Researchers demonstrate FROST attack allowing browser-based SSD surveillance
A study presented by researchers ahead of the DIMVA conference reveals how websites can monitor open tabs and running applications by measuring solid-state drive latency through JavaScript.
Researchers have unveiled a new side-channel attack named FROST, which enables websites to monitor a visitor’s device activity by measuring subtle timing variations in solid-state drive input-output operations. The technique, detailed in a research paper, allows attackers to infer which websites are open in other browser tabs and which applications are running on the user’s device. The attack exploits contention side channels by measuring the time required for various processes to access a shared resource, specifically the SSD.
The FROST method operates exclusively within the browser environment, distinguishing it from previous contention side-channel attacks that typically required external software. It utilises JavaScript to interact with the origin private file system (OPFS), an allocated storage space reserved for a specific site. Websites can create an OPFS file without requiring any interaction from the visitor. Once established, the malicious script continuously performs random reads from a large OPFS file to measure SSD contention caused by other user activities, resulting in measurable latency differences.
To interpret these timing variations, the researchers employed a pretrained convolutional neural network. This deep learning system classifies user activity traces, allowing the attacker to deduce the specific applications and websites active on the host system.

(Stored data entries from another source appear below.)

Issue #933, opened 2018-04-06
gtest gmock mix up


simon-rotter:
https://github.com/ros/catkin/blob/a9f6b62cddff3348a47e7f083a677d547e9bcdbc/cmake/test/gtest.cmake#L404

The file " catkin/cmake/test/gtest.cmake" seems to cause trouble on some machines in the latest catkin version (0.7.11) regarding the gmock / gtest pathes. Although the according lines were not changed during the last update; due to some specific configuration (additionally setting the according pathes at different places) these specific lines in this block were attracting attention and might be worth to be checked, It seems that some mix up might happen here:

For the following lines compare the sample code with the debug output were a simple test setup was created:
${GTEST_BOTH_LIBRARIES} and ${GMOCK_BOTH_LIBRARIES} seem to contain the same path, which leads to the output 

   Expected path to GTEST_BOTH_LIBRARIES:    ../libgmock.so/usr/lib/libgmock_main.so
   Expected path to GMOCK_BOTH_LIBRARIES:    ../libgmock.so/usr/lib/libgmock_main.so

In my case the issue becomes clear if having a closer look at the execution of the tests. 

[gtest_gmock_bug.tar.gz](https://github.com/ros/catkin/files/1884443/gtest_gmock_bug.tar.gz)

sloretz:
Hi @simon-rotter, thanks for creating the issue. I'm not sure what you mean by "cause trouble". Are you saying some packages are failing to build tests on some systems? How do I need to set my system up to reproduce the issue you're seeing?

It looks like the line of code referenced happens if there is a find module for GMock. The googlemock documentation says "[Google Mock is implemented on top of the Google Test C++ testing framework, and depends on it. You must use the bundled version of Google Test when using Google Mock ...](https://github.com/google/googlemock/blob/master/googlemock/README.md#requirements-for-end-users)". It sounds reasonable to me that `GTEST_...` variables would get set to gmock locations.

Related PR #897

dirk-thomas:
Closing due to no response.

PR #973, opened 2018-11-18
Fixed gtest.cmake when both gtest and gmock are built from source

### LINKED ISSUE #970: GMock is not able to be found/build when GTest is properly installed
CMake by default comes with FindGTest.cmake but is does not come with FindGMock.cmake. 

In gtest.cmake:289 and onwards, if gmock is not found and gtest is found(which is the case because we have FindGTest.cmake and not FindGMock.cmake), it would goto line 365 and only try to setup and build gtest and completely ignores gmock.

This is not behavior I expected, I think it should also try to search for gmock with catkin_find_google_test_source before it completely gives up.

tech4me:
This pull request address #933. Under a system where both gtest and gmock are installed, the cmake variables for GTEST_INCLUDE_DIRS GTEST_LIBRARY_DIRS GTEST_LIBRARIES GTEST_MAIN_LIBRARIES GTEST_BOTH_LIBRARIES were set incorrectly.
i.e. when trying to link to both gtest and gmock, only gmock will be linked(and linked twice, with linker flag -gmock -gmock)

This doesn't resolve #970, that will require a more significant refactor to gtest.cmake


dirk-thomas:
Please describe a reproducible case (platform, installed packages, workspace, steps) which fails without this patch and passes with this patch.

dirk-thomas:
Closing due to no response.

PR #975, opened 2018-12-02
strip "-l" from "-lpthread" library, to fix a build failure on ros-ros-comm

jspricke:


dirk-thomas:
This looks like a duplicate of #856.

jspricke:
Some more reasoning for this here: https://bugs.debian.org/915148

mathias-luedtke:
@dirk-thomas: TL;DR: Upstream CMake just started to inject `-lpthread` into `Boost_LIBRARIES` .

dirk-thomas:
With the changes in CMake being rolled out I guess we don't have another option than to accept this case and pass it along.

Thanks for the patch.

wajeehulhassanvii:
> _No description provided._

**Felix Geyer
@jspricke
strip "-l" from "-lpthread" library, to fix a build failure on ros-ro…** 

Felix, can you please let me know where can I apply this patch in simple steps to get it working. Currently I am stuck at -lpthread error and since I'm new to ROS therefore there's nothing much I can do.

Thanks

xlla:
> @dirk-thomas: TL;DR: Upstream CMake just started to inject `-lpthread` into `Boost_LIBRARIES` .

when built ros melodic in raspberry pi, stretch, I am encounter same error, even no '-l' before 'pthread'.
after change to boost-libraries, it work.

PR #976, opened 2019-01-08
add double quotes around cmake_command to handle spaces

kejxu:
there might be spaces within `${CMAKE_COMMAND}` so need to wrap it with double quotation marks

### DIFF
--- a/cmake/test/nosetests.cmake
+++ b/cmake/test/nosetests.cmake
@@ -73,7 +73,15 @@ function(catkin_add_nosetests path)
   set(output_path ${CATKIN_TEST_RESULTS_DIR}/${PROJECT_NAME})
   # make --xunit-file argument an absolute path (https://github.com/nose-devs/nose/issues/779)
   get_filename_component(output_path "${output_path}" ABSOLUTE)
-  set(cmd "${CMAKE_COMMAND} -E make_directory ${output_path}")
+
+  if(WIN32)
+    # add quotes to handle spaces properly
+    set(cmd \"${CMAKE_COMMAND}\")
+  else()
+    set(cmd ${CMAKE_COMMAND})
+  endif()
+
+  set(cmd "${cmd} -E make_directory ${output_path}")
   if(IS_DIRECTORY ${_path_name})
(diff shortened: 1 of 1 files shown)


cmake/test/nosetests.cmake
```diff
@@ -73,7 +73,15 @@ function(catkin_add_nosetests path)
   set(output_path ${CATKIN_TEST_RESULTS_DIR}/${PROJECT_NAME})
   # make --xunit-file argument an absolute path (https://github.com/nose-devs/nose/issues/779)
   get_filename_component(output_path "${output_path}" ABSOLUTE)
-  set(cmd "${CMAKE_COMMAND} -E make_directory ${output_path}")
+
+  if(WIN32)
```
dirk-thomas: Why should this be Windows specific? Couldn't the same happen on other platforms?

kejxu: Thanks for the question! Yes, supposedly this should be a problem across platforms; we ran into this problem when CMake was installed into a path with spaces. Since the entire command would be passed into https://github.com/ros/catkin/blob/kinetic-devel/cmake/test/tests.cmake#L131 as a string (`${_testing_COMMAND}`), this was our workaround to make sure spaces are not a problem.

I'm not sure why this was never hit on a ubuntu distribution; maybe it's because packages are usually installed into paths without a space by default (/etc, ...). On Windows, "Program Files" is often the default location, so it's a bit easier to hit.

seanyen: What if we do a smoke test to remove the WIN32 and see if `set(cmd \"${CMAKE_COMMAND}\")`  also works as expected on Ubuntu, and make the changes platform agnostic?

And it's nice to add comments on the examples why it is a problem for some platform. For example, CMAKE_COMMAND could be pointed to somewhere under "C:\Program Files" (on Windows) and spaces not quoted correctly results in problems for Windows shell mistaking what executable path to run.

dirk-thomas: I applied the quoting generically.

dirk-thomas:
Thank you for the patch.

PR #977, opened 2019-01-09
use ${PYTHON_EXECUTABLE} in catkin_download

kejxu:
use `${PYTHON_EXECUTABLE}` instead of `${PYTHON}` in the `catkin_download` function.

In execution, `${PYTHON}` is interpreted as an empty string, and the command would not be executed on Windows (a python script is not executable without extra setup). this might not be noticeable on Ubuntu since python scripts can be executed without the `python` prefix


dirk-thomas:
Thanks for the fix.

PR #980, opened 2019-01-09
check both IMPORTED_IMPLIB_ and IMPORTED_LOCATION_ in catkin_libraries.cmake

kejxu:
Check both locations (one for dll imported and the other for static lib) for Windows.

Otherwise, for the package exporting static lib, the lib path won't be published correctly to downstream. For example, `orocos_kdl` won't be exported from `tf2_kdl`.


dirk-thomas:
Thanks for the patch.

PR #981, opened 2019-01-09
add script.bat.in template for general use

kejxu:
similar to the use of the bash script template, `script.bat.in` will be used as a batch script wrapper for `rosrun.bat` (https://github.com/ms-iot/ros/blob/init_windows/tools/rosbash/CMakeLists.txt#L27)

### DIFF
--- a/cmake/templates/script.bat.in
+++ b/cmake/templates/script.bat.in
@@ -1,4 +1,4 @@
 @echo off
 REM generated from catkin/cmake/templates/script.bat.in
 
-"@BAT_SCRIPT@" %*
+call "@BAT_SCRIPT@" %*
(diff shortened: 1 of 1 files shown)


dirk-thomas:
Is this relay script used anywhere else beside `rosbash`? If not I would rather prefer the logic to be moved to the `rosbash` package or e.g. simply copy the file rather than using this "emulated symlink style".

kejxu:
> Is this relay script used anywhere else beside `rosbash`? If not I would rather prefer the logic to be moved to the `rosbash` package or e.g. simply copy the file rather than using this "emulated symlink style".

Totally agree! We are comfortable with this proposed change because there are existing wrappers in cmake\templates already, this added file will be a Windows counterpart of the existing [script.bash.in](https://github.com/ros/catkin/blob/kinetic-devel/cmake/templates/script.bash.in). If later one day we/ros decide to move these into `rosbash`, they can be moved all at the same time =)

dirk-thomas:
Thank you for the patch.

PR #982, opened 2019-01-10
update builder.py to add Windows support

kejxu:
update `builder.py` to support building on Windows:
- exclude drive letter so that `path[1:]` gives the correct result on Windows
- abstract the action of writing env and setup scripts into script writers
- define script templates in a separate step (for better readability)
- add templates for Windows batch scripts
- expand variables for [env.bat template](https://github.com/ros/catkin/blob/kinetic-devel/cmake/templates/env.bat.in) and [setup.bat template](https://github.com/ros/catkin/blob/kinetic-devel/cmake/templates/setup.bat.in)

this code change does not alter the existing logic on Linux

### DIFF
--- a/python/catkin/builder.py
+++ b/python/catkin/builder.py
@@ -1074,8 +1074,9 @@ def build_workspace_isolated(
     if not os.path.exists(develspace):
         os.makedirs(develspace)
     if not build_packages:
+        env_script = 'env'
         if sys.platform == 'win32':
-            env_script = 'env.bat'
+            env_script += '.bat'
             env_script_content = """\
 @echo off
 REM generated from catkin.builder module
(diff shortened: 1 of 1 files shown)


dirk-thomas:
Thanks for the patch.

python/catkin/builder.py
```diff
@@ -554,13 +655,14 @@ def build_cmake_package(
         make_install_cmd = [last_env] + make_install_cmd
     run_command(make_install_cmd, build_dir, quiet)
 
-    # If we are installing, and a env.sh exists, don't overwrite it
-    if install and os.path.exists(prefix_destdir(os.path.join(install_target, 'env.sh'), destdir)):
+    env_script = 'env' + '.bat' if sys.platform == 'win32' else '.sh'
```
dirk-thomas, line 658: This change broke non-Windows platforms: see #1000.

kejxu: my apologies for the regression!

PR #983, opened 2019-01-10
ensure desired Python path is added into PATH in setup.bat

kejxu:
thanks to the community's interest in the project and trying out ROS on Windows changes (thanks!), one (minor) issue that has been reported is that when there is existing Python on the build machine, it could be tricky to find and use the desired python version/path.

To address this, update `setup.bat` template to check for the desired python path and add that into the `PATH` variable


dirk-thomas:
Thanks for the patch.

The research was conducted on an M2 Mac, where the full attack was successfully demonstrated. The authors also showed that the underlying primitive of measuring SSD access latency traces from JavaScript functions on Linux, though the full classification attack was not run on that platform.
The attack requires no user interaction beyond visiting the malicious site. However, it faces significant practical limitations. The OPFS file must be extremely large, likely a gigabyte or more, which could aid detection by users monitoring file sizes. Furthermore, the technique is limited to detecting applications stored on the same SSD as the OPFS file; it cannot identify apps using a separate drive. There are currently no indications that FROST attacks have been performed in the wild.
Web browsers have evolved from simple document viewers into complex platforms capable of running sophisticated applications, such as office suites and integrated development environments. This expansion increases the browser’s attack surface and introduces new vulnerabilities. The researchers proposed that browser makers could mitigate the risk by limiting the maximum size of OPFS files or shutting down the side channel entirely. Until such measures are implemented, users are advised to close tabs promptly and monitor the creation of large files by unknown websites.